Depends on where and who you work with..some places yes, but across the board? No.

But that doesn't mean YOU will have the same experience in YOUR career (whether this is your first, second or hundredth career change). How social workers interact is different than how nurses interact and how nurses interact is different than how accountants interact..each profession as it's own.."personality" for lack of a better description.

Nursing, under the best of circumstances is challenging - that doesn't mean it's negative - just a fact. 

Take the negative posts, videos, etc. for what they are..someone venting, someone who just has an Eeyore approach to life, whatever, but don't let their story/view become yours or cause so much anxiety for you that you question your nursing career before it's even started.

You will find out for yourself if it fits, if it doesn't and you will go from there.

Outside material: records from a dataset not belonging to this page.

PR #168, opened 2019-07-18
Add enable_cache parameter to lazy_gettext

Birdi7:
# Description

Add new parameter `enable_cache` to `i18nMiddleware.lazy_gettext`. Specifies if the value is cached after the first call of .value of LazyProxy object. 

## Type of change

# How Has This Been Tested?

Manually

# Checklist:

### DIFF
--- a/aiogram/contrib/middlewares/i18n.py
+++ b/aiogram/contrib/middlewares/i18n.py
@@ -107,7 +107,7 @@ class I18nMiddleware(BaseMiddleware):
         else:
             return translator.ngettext(singular, plural, n)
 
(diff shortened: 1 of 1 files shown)


Birdi7:
Why this parameter is needed:
   When you have a LazyProxy object, after the first calling of .value, the result will be cached, and for the all next invokations, .value will return the same value. 
[src](https://github.com/python-babel/babel/blob/38dfc8dc87f869d4837cbe8338db53ae9e293f8f/babel/support.py#L181).
As a result, if the context locale has changed after the first calling, the value won't be changed

Issue #151, opened 2019-07-08
New filters in builtin module


JrooTJunior:
Next list of filters is planned for implementation in [builtin](https://github.com/aiogram/aiogram/blob/dev-2.x/aiogram/dispatcher/filters/builtin.py) module and registered in filters factory:
- [x] Chat id  ([aiogram#1544](https://t.me/aiogram/1544)) - PR: #172 
- [x] User id ([aiogram#1544](https://t.me/aiogram/1544)) - PR: #172 
- [x] User is admin in chat ([aiogram#1549](https://t.me/aiogram/1549), [aiogram#1555](https://t.me/aiogram/1555)) - PR: #182 
- [x] Message is reply to another message ([aiogram#1549](https://t.me/aiogram/1549)) - PR: #210, #212
- [x] Message forwarded ([aiogram#1549](https://t.me/aiogram/1549)) - PR: #355
- [x] Move [chat type filters](https://github.com/aiogram/aiogram/blob/dev-2.x/aiogram/types/chat.py#L431-L479) ([aiogram#1549](https://t.me/aiogram/1549))
- [x] Multiple text filter ([aiogram_ru#73126](https://t.me/aiogram_ru/73126))
- [x] check that the contact matches the sender - [commit](https://github.com/aiogram/aiogram/commit/5db726d7585c5252343642f1201c4775ac47bfeb)

Birdi7:
I would like to work on Multiple text filter. But I have a question regarding the key word. Should it be `text` for both single and muliple elements, `text` for single and `texts` for a list, or `texts` for both single and multiple elements(like it's done in commands filter)? @JrooTJunior what do you think about it?

Forevka69:
Maybe it will be useful:

Checking if message from group
```
class IsGroup(Filter):
    """
        Check if chat is group
    """

    async def check(self, obj: Union[Message, CallbackQuery], *args):
        if isinstance(obj, Message):
            return obj.chat.id < 0
        return obj.message.chat.id < 0
```

Check if message from private

```
class IsPrivate(Filter):
    async def check(self, obj: Union[Message, CallbackQuery], *args):
        return obj.chat.id == obj.from_user.id
```

Check message text in list 

```
class IsTextInList(Filter):
    def __init__(self, text_list):
        self.text_list = text_list

    async def check(self, obj: Union[Message, CallbackQuery], *args):
        return obj.text in self.text_list
```

JrooTJunior:
[...]

PR #176, opened 2019-07-27
Add multiple text filter

Birdi7:
# Description

Add the multiple text filter as required at #151, `Multiple text filter (aiogram_ru#73126)`.
The following patterns are applied for comparison methods: 
- equals - **True** if **any** of strings in the list is equal to the text
- contains - **True** if the text contains **all** strings from the list. Reason: There is no way to do such comparison right now (except using custom filters), while the condition "if the text contains any string" can be implemented with a bunch of `register_message_handler`
- startswith - **True** if text starts with **any** string from the list. Reason: There is no need to implement "if text starts with all strings from the list" as all prefixes can be mixed in one 
- endswith - **True** if text ends with **any** string from the list. Reason: There is no need to implement "if text ends with all strings from the list" as all postfixes can be mixed in one

Tests are included for all methods. An example of usage was added.

## Type of change

# Checklist:

### DIFF
--- a/aiogram/dispatcher/filters/builtin.py
+++ b/aiogram/dispatcher/filters/builtin.py
@@ -213,11 +213,12 @@ class Text(Filter):
                  ignore_case=False):
         """
         Check text for one of pattern. Only one mode can be used in one filter.
+        In every pattern, a single string is treated as a list with 1 element.
 
-        :param equals:
-        :param contains:
-        :param startswith:
-        :param endswith:
+        :param equals: True if object text in the list
+        :param contains: True if object text contains all strings from the list
+        :param startswith: True if object text startswith any of strings from the list
+        :param endswith: True if object text endswith any of strings from the list
         :param ignore_case: case insensitive
         """
         # Only one mode can be used. check it.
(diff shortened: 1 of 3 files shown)


surik00:
Your **ANY** filters are redundant because the same result can be achieved by adding multiple registrators

Maybe only the _contains all of the entries_ has its place

You have the same code in your example


```python
@dp.message_handler(text_contains='spam')
@dp.message_handler(text_contains='eggs')
await def my_handler(message):
    await foobar()
```

Birdi7:
@surik00 yes, they may be replaced with a bunch of registrations. Although, my filters make code clearer and more readable while don't break the existing code written using previous filters. Command filter works the same way, and it take place in aiogram

JrooTJunior:
I'll uncheck documentation mark until you don't update the documentations.

Birdi7:
@JrooTJunior I added the docs in the last 2 commits. [Here](https://aiogram-birdi7.readthedocs.io/en/add-multiple-text-filter/dispatcher/filters.html#aiogram.dispatcher.filters.builtin.Text) is the built version of docs for this branch

PR #180, opened 2019-07-29
Wrapped function can be registered as handler

### LINKED ISSUE #179: Wrapped coroutine can't be a callback
## Context

Any wrapped coroutine can't be a callback for an event. Instead, the unwrapped coroutine is being registered as handler.

* Operating System: Linux Mint 19.1
* Python Version: 3.7.4
* aiogram version: 2.2
* aiohttp version: 3.5.4
* uvloop version (if installed): 0.12.2

## Expected Behavior

Any wrapped coroutine can be registered as a callback for an event. 

## Current Behavior

The wrapped coroutine isn't being invoked by aiogram, instead, the initial coroutine is being launched.

The failure happens because of unwrapping [here](https://github.com/aiogram/aiogram/blob/f77b752c60180469c55058e7c036d0b0d6598c4b/aiogram/dispatcher/handler.py#L25). This coroutine is being invoked [here](https://github.com/aiogram/aiogram/blob/f77b752c60180469c55058e7c036d0b0d6598c4b/aiogram/dispatcher/handler.py#L59) to get the specifications and the function which will be registered as the handler in the HandlerObj

### Steps to Reproduce

Here is the [listing](https://gist.github.com/Birdi7/4b061f64e62205f63c61472d9171bf1d).
The expected behavior is the printing of "in wrapped" after sending `/start` to a bot, but it doesn't happen because the actual handler is the original coroutine

### How to fix 

This bug can be fixed by returning [here](https://github.com/aiogram/aiogram/blob/f77b752c60180469c55058e7c036d0b0d6598c4b/aiogram/dispatcher/handler.py#L30) the original function instead of unwrapped

Birdi7:
# Description

The wrapped functions can be handler now. AFAIK it won't break anything

Fixes #179 

## Type of change

# Checklist:

### DIFF
--- a/aiogram/dispatcher/handler.py
+++ b/aiogram/dispatcher/handler.py
@@ -23,11 +23,10 @@ class CancelHandler(Exception):
 
 
 def _get_spec(func: callable):
-    wrapped_function = func
     while hasattr(func, '__wrapped__'):  # Try to resolve decorated callbacks
         func = func.__wrapped__
     spec = inspect.getfullargspec(func)
-    return spec, wrapped_function
+    return spec
 
 
 def _check_spec(spec: inspect.FullArgSpec, kwargs: dict):
@@ -56,7 +55,7 @@ class Handler:
         :param filters: list of filters
         :param index: you can reorder handlers
         """
-        spec, handler = _get_spec(handler)
+        spec = _get_spec(handler)
 
         if filters and not isinstance(filters, (list, tuple, set)):
             filters = [filters]
--- a/aiogram/dispatcher/handler.py
+++ b/aiogram/dispatcher/handler.py
@@ -23,11 +23,11 @@ class CancelHandler(Exception):
 
 
 def _get_spec(func: callable):
+    wrapped_function = func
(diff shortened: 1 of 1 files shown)


aiogram/dispatcher/handler.py
```diff
@@ -23,11 +23,11 @@ class CancelHandler(Exception):
 
 
 def _get_spec(func: callable):
+    wrapped_function = func
     while hasattr(func, '__wrapped__'):  # Try to resolve decorated callbacks
         func = func.__wrapped__
-
     spec = inspect.getfullargspec(func)
-    return spec, func
+    return spec, wrapped_function
```
JrooTJunior: In this case maybe don't need to return the handler from this function because decorated handler is already accessible in place from which _get_spec is called

Birdi7: Yes, thank you! Didn't think about it, that's true. Updated in [d2d4928](https://github.com/aiogram/aiogram/pull/180/commits/d2d49282f55544886a38a577d6692c0d7349115c)

Issue #200, opened 2019-08-28
Future does not have _set_result method


apatrushev:
## Context

Future created here:
https://github.com/aiogram/aiogram/blob/58a8f43e2ccc40bce384c18349c9aa3ffe24bd8f/aiogram/dispatcher/dispatcher.py#L80

... later used to _set_result, but asyncio.Future does not have such method:
https://github.com/aiogram/aiogram/blob/58a8f43e2ccc40bce384c18349c9aa3ffe24bd8f/aiogram/dispatcher/dispatcher.py#L302

PR #201, opened 2019-08-28
process cancellation in dispatch polling

### LINKED ISSUE #199: Dispatcher polling task does not process cancellation
## Context

Bare except hides CancelledError:

https://github.com/aiogram/aiogram/blob/58a8f43e2ccc40bce384c18349c9aa3ffe24bd8f/aiogram/dispatcher/dispatcher.py#L287-L290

One day at a time.

 

1 Votes
On 8/21/2021 at 6:07 PM, SanDiFrangles said:

To help avoid burnout for me, I tend to work for a bit, save up, take time off and then do it again. I often rotate between, patient care, nursing education and consulting which in my view can help and you won’t feel pigeonholed to a particular setting.

Absolutely.  I only wish I could do the "take time off" part. The bills never take time off, unfortunately. 

As with any job, I think its a love/hate relationship. Sometimes you love it and sometimes you can't stand it!